### Required work
Run through the data and copy out every line that mentions the word "support".
┄┄┄┄┄┄┄┄┄┄┄┄┄┄┄┄┄┄┄┄
PR #5698, opened 2026-06-08
Revert "[ci] Improving multi arch CI for external repos "

ScottTodd:
Reverts ROCm/TheRock#5450 to fix https://github.com/ROCm/TheRock/issues/5654

This broke CI on PRs from forks, e.g. https://github.com/ROCm/TheRock/actions/runs/26984086713?pr=5531:
```
Error: Could not assume role with user credentials: User: arn:aws:sts::324352301041:assumed-role/therock-runners-prod-runner-s3-external/aws-sdk-js-session-1780614257367 is not authorized to perform: sts:TagSession on resource: arn:aws:iam::692859939525:role/therock-ci-external
```

PR #5799, opened 2026-06-11
[ci] Improving multi arch CI for external repos (re-land)

geomin12:
Relanding #5698

As the multi arch CI fails in rocm-libraries from other workflows (such as validate package, python builds, etc), this PR addresses those errors. Also in order for `Copy prebuilt stage artifacts` to work for external, we require IAM role ([errors from sample run](https://github.com/ROCm/rocm-libraries/actions/runs/26469059871/job/77937255846#step:6:597))

external repo tested here: https://github.com/ROCm/rocm-libraries/actions/runs/27375104784
forked test here: https://github.com/ROCm/TheRock/actions/runs/27375409471?pr=5796
normal run working here: https://github.com/ROCm/TheRock/actions/runs/27382744190?pr=5799

This is another iteration as we continue to find and fix errors

### DIFF
--- a/.github/workflows/multi_arch_ci_linux.yml
+++ b/.github/workflows/multi_arch_ci_linux.yml
@@ -148,7 +148,7 @@ jobs:
     uses: ./.github/workflows/multi_arch_build_native_linux_packages.yml
     with:
       dist_amdgpu_families: ${{ fromJSON(inputs.build_config).dist_amdgpu_families }}
-      rocm_version: ${{ inputs.rocm_deb_package_version }}
+      rocm_version: ${{ inputs.rocm_deb_package_version || inputs.rocm_package_version }}
       native_package_type: deb
     permissions:
       contents: read
@@ -161,7 +161,7 @@ jobs:
     uses: ./.github/workflows/multi_arch_build_native_linux_packages.yml
     with:
       dist_amdgpu_families: ${{ fromJSON(inputs.build_config).dist_amdgpu_families }}
-      rocm_version: ${{ inputs.rocm_rpm_package_version }}
+      rocm_version: ${{ inputs.rocm_rpm_package_version || inputs.rocm_package_version }}
       native_package_type: rpm
     permissions:
       contents: read
@@ -284,6 +284,8 @@ jobs:
       kpack_split: ${{ needs.build_python_packages.outputs.kpack_split }}
       rocm_package_find_links_url: ${{ needs.build_python_packages.outputs.package_find_links_url }}
       rocm_version: ${{ inputs.rocm_package_version }}
+      repository: ${{ inputs.repository }}
+      ref: ${{ inputs.ref }}
     permissions:
       contents: read
       id-token: write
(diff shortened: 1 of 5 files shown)


geomin12:
i had to cancel to finish https://github.com/ROCm/TheRock/actions/runs/27375409471?pr=5796. i'll re-run once https://github.com/ROCm/TheRock/actions/runs/27375409471?pr=5796 finishes

tony-davis (approved):
Approving. The risk to the working internal CI is low here, and that's the
key reason this is safe to land and iterate on:

- The one job with a shared-behavior change — `copy_prebuilt_stages`
  (containerized + `AWS_SHARED_CREDENTIALS_FILE`) — is gated on
  `prebuilt_stages != '' && baseline_run_id != ''`, so it's skipped on the
  normal internal lanes (it shows `skipping` in this run). The credential/
  container change only exercises the external prebuilt-stage path.
- The `repository`/`ref` inputs default to empty, so internal callers
  resolve to `github.repository` and the triggering ref — no behavior change
  for non-external runs.
- The `rocm_deb/rpm_package_version || rocm_package_version` fallback only
  changes behavior when the version was previously empty, which is strictly
  safer.

Net: this can't take down `main` the way the earlier revert (#5698) did,
because the fork-credential path it touches is skipped on internal CI. That
makes fast iteration on the external path the right call.

The red checks on this run (CodeQL/gitleaks/component tests) look
pre-existing/environmental rather than introduced — there's no path from a
checkout-`repository`/`ref` change or a skipped job to those failures.

Non-blocking nits for whenever convenient:
- `test_rocm_wheels.yml` adds `repository`/`ref` without the `default: ""`
  the other two workflows use — align for consistency.
- A one-line comment on why `copy_prebuilt_stages` runs in a container
  would save the next reader a git-blame.

One thing to keep in mind as this effort continues: this stays low-risk only
while the changes are confined to the gated/external path. If a later
iteration touches the ungated jobs that run on every internal multi-arch
build, that one warrants a closer look.

.github/workflows/multi_arch_ci_linux.yml
```diff
@@ -161,8 +169,10 @@ jobs:
     uses: ./.github/workflows/multi_arch_build_native_linux_packages.yml
     with:
       dist_amdgpu_families: ${{ fromJSON(inputs.build_config).dist_amdgpu_families }}
-      rocm_version: ${{ inputs.rocm_rpm_package_version }}
+      rocm_version: ${{ inputs.rocm_rpm_package_version || inputs.rocm_package_version }}
```
ScottTodd, line 172: Can't just mix package versions like this. They have different syntax/constraints: https://github.com/ROCm/TheRock/blob/main/docs/packaging/versioning.md#constraints-and-design-guidelines

This caused https://github.com/ROCm/TheRock/issues/7161

ScottTodd: > * The `rocm_deb/rpm_package_version || rocm_package_version` fallback only
> changes behavior when the version was previously empty, which is strictly
> safer.

It is *not* safer. It is plainly wrong. Guys please involve reviewers who understand the packaging or read the docs before making changes like this.

PR #5801, opened 2026-06-11
Run JAX  tests in multi-arch release workflows

### LINKED ISSUE #3878: [CI] Build and test JAX Python packages as part of ci.yml

erman-gurses:
## Motivation

The JAX release workflow produces release artifacts but does not currently validate those artifacts by executing the JAX wheel test suite as part of the release process. This creates a gap between artifact generation and functional validation.

## Solution

Introduced `test_linux_jax_wheels_partial.yml` workflow into the JAX release workflow so that release artifacts are automatically validated after they are built.

The workflow now follows a build → test pattern, where JAX release artifacts are produced first and then consumed by the JAX wheel test workflow running on the `gfx94X-dcgpu` family.

## Workflow Relationship

```mermaid
flowchart TD
    A["multi_arch_release_linux<br/>.yml"]
    B["multi_arch_release_linux<br/>_jax_wheels.yml"]
    C["multi_arch_build_linux<br/>_jax_wheels.yml"]
    D["test_linux_jax_wheels<br/>_partial.yml"]
    E["Target gfx942 from<br/>gfx94X-dcgpu family"]
    F["pytest"]

    A --> B
    B --> C
    C --> D
    D --> E
    E --> F
```
## Changes

- Integrate `test_linux_jax_wheels_partial.yml` into the JAX release workflow.
- Execute JAX wheel validation as part of the release process and surface results in the release workflow.
- Introduce representative-family JAX testing using `gfx94X-dcgpu`.
- Add `generate_target_to_run` integration in `multi_arch_build_linux_jax_wheels.yml`.
- Wire `amdgpu_family` through:
  - `multi_arch_release_linux_jax_wheels.yml`
  - `multi_arch_build_linux_jax_wheels.yml`
  - `test_linux_jax_wheels_partial.yml`
- Pass JAX build artifacts and metadata from the release workflow to the test workflow.
- Install ROCm for validation directly from the generated multi-arch tarball instead of rediscovering artifacts via `install_rocm_from_artifacts.py`.
- Considers only `rocm-jaxlib-v0.9.1` for now.

## Validation

- Verified JAX release artifacts are successfully consumed by the test workflow.
- Verified JAX wheel tests execute against release-produced artifacts.
- Verified successful execution on the `gfx942 ` target.
- Confirmed test results are reported as part of release validation.

## Test Runs

- Verified JAX release workflow integration:
 -https://github.com/ROCm/TheRock/actions/runs/27723263544/job/82045827564

- Verified JAX wheel validation workflow on representative `gfx94X-dcgpu` (`gfx942`) test target:
  -https://github.com/ROCm/TheRock/actions/runs/27733673536

## Follow-ups

- [ ] Add  rocm-jaxlib-v0.10.0 support


.github/workflows/multi_arch_build_linux_jax_wheels.yml
```diff
@@ -107,16 +166,80 @@ jobs:
...
+          python build_tools/github_actions/publish_jax_to_release_bucket.py \
+            --source-dir="${{ env.PACKAGE_DIST_DIR }}" \
+            --release-type="${{ inputs.release_type }}"
+
+  generate_target_to_run:
+    name: Generate target_to_run
+    runs-on: ubuntu-24.04
+    outputs:
+      test_runs_on: ${{ steps.configure.outputs.test-runs-on }}
+      bypass_tests_for_releases: ${{ steps.configure.outputs.bypass_tests_for_releases }}
```
ScottTodd: If this output is unused, I think we can omit it here.

For multi-arch PyTorch packages we immediately publish to https://rocm.nightlies.amd.com/whl-multi-arch/ without the concept of "upload to staging --> test --> promote out of staging", since there isn't a good way to partially promote the multi-arch packages.
* https://github.com/ROCm/TheRock/tree/main/external-builds/pytorch#gating-releases-with-pytorch-tests
* https://github.com/ROCm/TheRock/issues/3332#issuecomment-4361527784

JAX doesn't have any split device wheels of its own so I guess we would be deciding:
* (for example) we test on gfx942 and gfx1100
* gfx942 tests complete in 1h and pass
* gfx1100 tests complete in 3h and fail
* what do we do? wait for all tests to succeed before publishing?

I like the simpler approach matching PyTorch: always publish nightly releases that pass the build, build towards pre-merge test coverage to catch regressions early, add good monitoring and status reporting to e.g. https://therock-hud-dev.amd.com/ so project contributors and users can see nightly build/test status for what slips through.

.github/workflows/multi_arch_release_linux_jax_wheels.yml
```diff
@@ -1,94 +1,77 @@
...
-        description: Branch, tag, or SHA to checkout.
+        description: "Branch, tag, or SHA to checkout."
         type: string
         default: ""
   workflow_dispatch:
     inputs:
+      amdgpu_family:
+        description: "Representative GPU family to use for JAX tests."
+        type: string
+        default: "gfx94X-dcgpu"
```
ScottTodd, line 44: Can you also prepare a PR in rockrel to add this input to https://github.com/ROCm/rockrel/blob/main/.github/workflows/multi_arch_release_linux_jax_wheels.yml?

.github/workflows/multi_arch_release_linux.yml
```diff
@@ -257,6 +257,7 @@ jobs:
           workflow: multi_arch_release_linux_jax_wheels.yml
           inputs: |
             {
+              "amdgpu_family": "gfx94X-dcgpu",
```
ScottTodd: I'm not thrilled with this "representative GPU family to use for tests". Someone could trigger a run of these workflows with Linux building for just gfx1151 and this would continue anyways trying to run tests that will fail. That's especially true since the workflow doesn't currently get _any_ list of GPU targets so it doesn't know what the provided `tar_url` / `rocm_version` were built with support for.

* If keeping this, rename to something more specific like `test_amdgpu_family`
* Did we run tests on more GPUs with the per-family JAX releases? What happens if we just try to test on all machines that we have runners for, similar to PyTorch?
* What about a script like https://github.com/ROCm/TheRock/blob/main/build_tools/github_actions/configure_pytorch_test_matrix.py from https://github.com/ROCm/TheRock/pull/5661 ? We could do whatever filtering we want in there, like only emit a matrix row for gfx94X _if gfx94X is in the inputs_
    * The other thing I'd like to do with these matrix scripts is start limiting testing to only a few Python versions, so we have the option of running `10 minutes of tests x 4 $FRAMEWORK versions x 1 python version` instead of `10 minutes of tests x 4 $FRAMEWORK versions x 4 python versions` (particularly on pull_request / push events)
* If you don't go the full script route yet, I think we should still skip testing if not built for gfx94X... could filter up here in this file - pass empty string to `test_amdgpu_family` if `fromJSON(inputs.build_config).dist_amdgpu_families` does not contain gfx94X and then skip `generate_target_to_run` and `test_jax_wheels` in `.github/workflows/multi_arch_build_linux_jax_wheels.yml` if the input is empty

.github/workflows/test_linux_jax_wheels_partial.yml
```diff
@@ -181,3 +192,77 @@ jobs:
...
+          TARBALL="${RUNNER_TEMP}/therock.tar.gz"
+          S3_URI="$(printf '%s' "${THEROCK_TAR_URL}" | sed -E 's#^https://([^.]+)\.s3\.amazonaws\.com/#s3://\1/#')"
+
+          rm -rf "${DEST}"
+          mkdir -p "${DEST}"
+
+          aws s3 cp "${S3_URI}" "${TARBALL}"
+          tar -xzf "${TARBALL}" -C "${DEST}"
+
+          ln -sfn "${DEST}" /opt/rocm
```
ScottTodd: Please don't use the `aws` CLI. I want to remove all of our dependencies on it, not add new ones. Use boto3 from Python.

Here I think you can just `wget` or `curl` the original URL instead of converting from https to S3 URI and using `aws s3 cp`

.github/workflows/test_linux_jax_wheels_partial.yml
```diff
@@ -181,3 +192,77 @@ jobs:
       - name: Install base JAX test requirements
         run: |
           pip install -r external-builds/jax/requirements-jax.txt
+
+      - name: Configure AWS Credentials
+        uses: ./.github/actions/configure_aws_artifacts_credentials
+        with:
+          release_type: ${{ inputs.release_type }}
```
ScottTodd: Shouldn't need this step if all you're doing is downloading from public buckets.

.github/workflows/multi_arch_build_linux_jax_wheels.yml
```diff
@@ -107,16 +166,80 @@ jobs:
...
+
+      - name: Extract JAX versions from built wheels
+        id: write_jax_versions
+        run: |
+          python3 ./build_tools/github_actions/write_jax_versions.py \
+            --dist-dir "${{ env.PACKAGE_DIST_DIR }}"
+
+      - name: Install boto3
+        run: |
+          python -m pip install boto3
```
ScottTodd: nit: could move this up towards the top of the job, after "Set up Python" and before " Build JAX Wheels", like here: https://github.com/ROCm/TheRock/blob/67d17e221bb9d4148e12dc9c056b423a6222df47/.github/workflows/multi_arch_build_windows_pytorch_wheels.yml#L169-L176

(otherwise we can easily end up with multiple `pip install` steps throughout a workflow... easier to just install all python deps upfront)

.github/workflows/test_linux_jax_wheels_partial.yml
erman-gurses: used wget

.github/workflows/multi_arch_release_linux.yml
erman-gurses: Renamed as `test_amdgpu_family` for now -  will follow up with matrix one

.github/workflows/multi_arch_release_linux_jax_wheels.yml
erman-gurses: I raised a PR for that

.github/workflows/multi_arch_build_linux_jax_wheels.yml
erman-gurses: Good point — bypass_tests_for_releases is currently unused, so I can remove it here. For this PR I am keeping the simpler PyTorch-like flow: publish once the build passes, and use JAX tests as coverage/early regression signal rather than a staging-to-promotion gate. The longer-term matrix/script approach can come in a follow-up.

.github/workflows/multi_arch_build_linux_jax_wheels.yml
```diff
@@ -107,16 +174,101 @@ jobs:
...
+
+          filename = Path(urlparse(private_tar_url).path).name
+          filename = quote(filename, safe="")
+
+          public_tarball_base = package_index_url.replace(
+              "/whl-multi-arch/",
+              "/tarball-multi-arch/",
+          )
+          print(f"public_tarball_url={public_tarball_base}{filename}")
+          PY
```
ScottTodd: Let's escape the URL before it gets to `"tar_url": "${{ fromJSON(needs.build_tarballs.outputs.tarball_urls).multiarch }}",`, here: https://github.com/ROCm/TheRock/blob/e0a36227c819755d06e5b5bd2c8a87e6a795f0db/build_tools/github_actions/upload_tarballs.py#L92-L114

Use https://docs.python.org/3/library/urllib.parse.html#urllib.parse.quote, as in https://github.com/ROCm/TheRock/blob/main/build_tools/packaging/python/generate_local_index.py and other files

then drop this `derive_public_tarball_url` step

---

Please no inline scripts like this in workflows (coding agents keep trying to do this and I'll reject the changes every time). See https://github.com/ROCm/TheRock/blob/main/docs/development/style_guides/github_actions_style_guide.md#prefer-python-scripts-over-inline-bash (we can clarify there that inline python is just as bad, if not worse, than inline bash)

`PRIVATE_TAR_URL` isn't an accurate name... on this example run: https://github.com/ROCm/TheRock/actions/runs/27701602688/job/81939242051#step:13:34 you have
```
    PRIVATE_TAR_URL: https://therock-dev-artifacts.s3.amazonaws.com/27137785103-linux/tarballs/therock-dist-linux-multiarch-7.14.0.dev0+08645fc9c96eadf22bcd6a709c5113803271eb72.tar.gz
    PACKAGE_INDEX_URL: https://rocm.devreleases.amd.com/whl-multi-arch/
```

That URL isn't "private", it isn't valid. The URL should be escaped like https://therock-dev-artifacts.s3.amazonaws.com/27137785103-linux/tarballs/therock-dist-linux-multiarch-7.14.0.dev0%2b08645fc9c96eadf22bcd6a709c5113803271eb72.tar.gz (replace `+` with `%2b`)

You could also
* let `test_jax_wheels_partial.yml` escape as needed
* have the `publish_jax_to_release_bucket.py` script (which this PR adds) write `public_tarball_url` to `GITHUB_OUTPUT` itself using this function: https://github.com/ROCm/TheRock/blob/e0a36227c819755d06e5b5bd2c8a87e6a795f0db/build_tools/github_actions/github_actions_api.py#L342

ScottTodd (commented):
Generally LGTM. Need to escape the tarball URL at the right place though, to cut out the inline python code in the workflow file

.github/workflows/multi_arch_build_linux_jax_wheels.yml
erman-gurses: Thanks for the feedback

amd-chiranjeevi:
Jax nightly failed due to mismatch input param name , which was modified by pr https://github.com/ROCm/rockrel/pull/61
```
[Invalid workflow file: .github/workflows/multi_arch_release_linux_jax_wheels.yml#L45](https://github.com/ROCm/rockrel/actions/runs/27738669318/workflow)
The workflow is not valid. .github/workflows/multi_arch_release_linux_jax_wheels.yml (Line: 45, Col: 27): Invalid input, test_amdgpu_family is not defined in the referenced workflow.
```

I can see this PR has the fix, aligning name in all the workflows.

.github/workflows/multi_arch_build_linux_jax_wheels.yml
erman-gurses: Addressed -  I removed the inline Python URL derivation from multi_arch_build_linux_jax_wheels.yml and moved the escaping to build_tools/github_actions/upload_tarballs.py as suggested.

upload_tarballs.py now URL-encodes the tarball filename before emitting tarball_urls.multiarch, so the URL is already valid before it reaches:

${{ fromJSON(needs.build_tarballs.outputs.tarball_urls).multiarch }}

I verified this against the failing example from the review. The unescaped URL containing + returned 404, while the escaped URL (%2b) downloaded successfully and the JAX test workflow completed successfully using the escaped tarball URL.

Updated test results with latest tests below:
https://github.com/ROCm/TheRock/actions/runs/27723263544/job/82045827564
https://github.com/ROCm/TheRock/actions/runs/27733673536

ScottTodd (approved):
Nice, thanks for addressing all the feedback :)

PR #5828, opened 2026-06-12
Override CK GfxArch behavior in kpack mode

arvindcheru:
## Motivation

This pull request updates `packaging_utils.py` to handle a special case for the `amdrocm-ck` package when kpack mode is enabled. The change ensures that, when `--enable-kpack` is used, CK packages are treated as generic artifacts rather than being tied to a specific Gfxarch.

## Technical Details

Behavioral change for CK packages in kpack mode:
* Updated for the `amdrocm-ck` package when kpack mode is enabled, ensuring CK is treated as providing generic artifacts.

## Submission Checklist

### DIFF
--- a/build_tools/packaging/linux/packaging_utils.py
+++ b/build_tools/packaging/linux/packaging_utils.py
@@ -230,6 +230,12 @@ def is_gfxarch_package(pkg_info, enable_kpack=False):
         if pkgname in ["amdrocm-rccl", "amdrocm-rccl-test"]:
             return True
 
+        # Override CK Gfxarch behavior in kpack mode
+        # When --enable-kpack is used, CK should look for generic artifacts
+        # Root Cause: CK provides generic artifacts only
+        if pkgname in ["amdrocm-ck"]:
+            return False
+
     return is_key_defined(pkg_info, "Gfxarch")
 
 


raramakr (approved):

build_tools/packaging/linux/packaging_utils.py
```diff
@@ -230,6 +230,12 @@ def is_gfxarch_package(pkg_info, enable_kpack=False):
         if pkgname in ["amdrocm-rccl", "amdrocm-rccl-test"]:
             return True
 
+        # Override CK Gfxarch behavior in kpack mode
+        # When --enable-kpack is used, CK should look for generic artifacts
+        # Root Cause: CK provides generic artifacts only
+        if pkgname in ["amdrocm-ck"]:
```
nunnikri, line 236: This will work for now. But if ck starts to produce gfx arch specific artifacts do we need more code changes?
cc: @raramakr

raramakr: Once CK begins producing GFX architecture–specific artifacts, we can simply revert the PR.

nunnikri: Can we think of making it more future ready. Unless its too complex, we should support ck for both gfx arch and generic arch packages. 
Ideal flow should be ck should be gfx arch by default, but if the actual artifact has only generic artifact, should go with that. I want to go with current change only if handling both cases is too complex

arvindcheru: Alternate Approach discussed is here - https://github.com/ROCm/TheRock/pull/5874

arvindcheru:
As per review, alternate approach finalized and changes are now merged as part of https://github.com/ROCm/TheRock/pull/5874. Hence closing this PR.

PR #1068, opened 2025-07-17
[ci] Remove custom "platform" variable.

ScottTodd:
See https://docs.github.com/en/actions/how-tos/writing-workflows/choosing-what-your-workflow-does/store-information-in-variables#detecting-the-operating-system

PR #5832, opened 2026-06-12
[ci] Use ubuntu24.04 for configure_test_matrix job

geomin12:
As configure test matrix step does not require a GPU, we are using our CPU builders to determine this

linux configure test matrix working: https://github.com/ROCm/TheRock/actions/runs/27442979100/job/81121623123#step:1:2

windows configure test matrix working: https://github.com/ROCm/TheRock/actions/runs/27442979100/job/81121781166#step:1:2

### DIFF
--- a/.github/workflows/test_artifacts.yml
+++ b/.github/workflows/test_artifacts.yml
@@ -98,31 +98,14 @@ run-name: Test Artifacts (${{ inputs.amdgpu_families }}, ${{ inputs.release_type
 jobs:
   configure_test_matrix:
     name: "Configure test matrix (${{ inputs.amdgpu_families }})"
-    # if there is a test machine available
     if: ${{ inputs.test_runs_on != '' }}
-    runs-on: ${{ inputs.test_runs_on }}
+    runs-on: ubuntu-24.04
     outputs:
       sanity_component: ${{ steps.configure.outputs.sanity_component }}
       components: ${{ steps.configure.outputs.components }}
       platform: ${{ steps.configure.outputs.platform }}
       shard_arr: ${{ steps.configure.outputs.shard_arr }}
     steps:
┄┄┄┄┄┄┄┄┄┄┄┄┄┄┄┄┄┄┄┄
### Solved exercise
- [ ] Add  rocm-jaxlib-v0.10.0 support
ScottTodd: I'm not thrilled with this "representative GPU family to use for tests". Someone could trigger a run of these workflows with Linux building for just gfx1151 and this would continue anyways trying to run tests that will fail. That's especially true since the workflow doesn't currently get _any_ list of GPU targets so it doesn't know what the provided `tar_url` / `rocm_version` were built with support for.
nunnikri: Can we think of making it more future ready. Unless its too complex, we should support ck for both gfx arch and generic arch packages. 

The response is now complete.